Беолько изображает крестьян, не скрывая ни их темноты, ни их грубых нравов. Но он над ними не издевается. Они такие, какими он их показывает, и если что-нибудь нарушает объективность писателя, то только появление в тоне повествования какого-то оттенка мягкого сострадания. Он никогда не изображает крестьян со злобой. Его крестьяне — живые падуанцы, а если он видит в их быту дикость, он по-человечески понимает источник этого и готов их прощать.

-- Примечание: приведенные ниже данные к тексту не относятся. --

PR #316, opened 2021-08-27
feat(rpc): debug dump cancel challenge tx

zeroqn:
- feat(rpc): add ```debug_dump_cancel_challenge_tx``` method
- chore(config): add ```enable_debug_rpc``` to ```debug``` in ```config.toml```
- feat(tools): add ```dump-cancel-challenge-tx``` command to ```gw-tools```


zeroqn:
Set default field value ```false``` for ```enable_debug_rpc```. It should not panic now.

В обеих речах к кардиналам Беолько выступает защитником крестьян. Он, вероятно, приглашался оба раза в поместье, принадлежавшее Корнаро, где сначала кардинал Марко Корнаро, а через семь лет, после смерти Марко, кардинал Франческо Корнаро устраивали празднества по случаю дарования им кардинальской мантии. Задачей Беолько было просто позабавить кардинала и его гостей, а он воспользовался этим случаем, чтобы рассказать сначала одному, а затем другому прелату о крестьянском быте, и просить, чтобы они обратили внимание на то, как трудно живется в окрестностях Падуи земледельцам. В первой речи он по пунктам, которых целых семь, перечислил, чего бы хотели крестьяне от кардинала. И судя по тому, что при появлении нового кардинала в том же пышном поместье Беолько снова получил приглашение, на его первое выступление не смотрели, как на дерзость. А второе его выступление было гораздо более серьезное. Речь его к кардиналу звучит так, как если бы актер чувствовал себя вождем крестьян. Он говорит о том, что крестьян угнетают ростовщики и что нужно добиться снижения процентов за займы. Он говорит о том, как трудна крестьянская работа и как мало крестьянин получает за свой труд. «Мы потеем и у нас никогда ничего нет, а другие, которые не потеют, едят всласть».
Беолько выступал как актер Рудзанте, одетый в крестьянское платье. Он пересыпал свою речь шутками и прибаутками, но существо их было очень серьезно. В них звучал классовый протест, хотя Беолько, вероятно, очень хорошо понимал, что его слова едва ли что-нибудь изменят в крестьянском быту. Но он считал своим долгом, как писатель, несущий ответственность за то, что он говорит и пишет, не молчать, когда в его душе назрел протест против вопиющего социального неравенства.
В произведениях Беолько, не только в обоих «Диалогах», но и во многих комедиях, была еще одна тема, тесно связанная с его отношением к крестьянским невзгодам. Это — тема войны. Те годы, на которые приходится расцвет творчества Рудзанте, были порой почти непрерывных войн, и главной ареной их была Северная Италия, особенно территория венецианской республики. Чужеземные полчища чаще всего «спускались» через восточные альпийские проходы и, не обращая внимания на то, была или не была нейтральной венецианская республика, опустошали все на своем пути и грабили население. Города были защищены своими укреплениями. Незащищенные же деревни легко становились жертвой жадности и ярости солдат не только чужеземных, но и итальянских, причем отряды венецианских страдиотов, которые должны были защищать территорию и ее население, грабили и убивали народ не меньше, чем чужеземные войска.